Thomas Gottschalk ’64
Senior Vice President
and General Counsel,
General Motors Corporation

Introduction

At Earlham College, we teach law to expand our students’ vision as citizens as well as to enhance their career choices. Today’s citizen, just as today’s lawyer, needs an understanding of law to function effectively in a world where law is a constant reality. So we teach law as a liberal art — important as an intellectual subject: a social, political and economic tool: and as preprofessional preparation for careers in the law.

Law as a Liberal Art

Earlham offers Legal Studies as a minor field of study rather than a major. Law schools tell us that there is no particular undergraduate major that best prepares students for law school.
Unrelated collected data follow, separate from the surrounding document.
Issue #719, opened 2019-04-19
ReadActorState returns incorrect content for large states


sebastianburckhardt:
When querying the state of a large actor from the client, a blob reference is returned instead of the actual state. I believe we should automatically load the blob contents and return them. 

The root cause for this is Azure/durabletask#274.

sebastianburckhardt:
I have implemented a fix in respective PRs: #719 and Azure/durabletask#282 (for the DTFx piece).

With this change, the previously failing test `DurableActor_LargeActor` now passes.

PR #720, opened 2019-04-19
Fix bug in ReadActorState (#719)

sebastianburckhardt:
This bug fix uses the newly proposed support in the AzureStorageOrchestrationService for downloading and decompressing fields in the orchestration status that were too large (see Azure/durabletask#282).


src/WebJobs.Extensions.DurableTask/ContextImplementations/DurableOrchestrationClient.cs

Earlham’s Legal Studies Program is therefore compatible with all majors, letting our students pursue a full liberal arts education. Of course, the program also prepares students for law school should some choose to pursue law as a career. A liberal arts college does not teach philosophy or music or biology primarily because they lead to particular careers, but because these fields are relevant to any serious effort to live a full and useful life. Law is a central liberal art in this sense, and that is how we seek to teach it.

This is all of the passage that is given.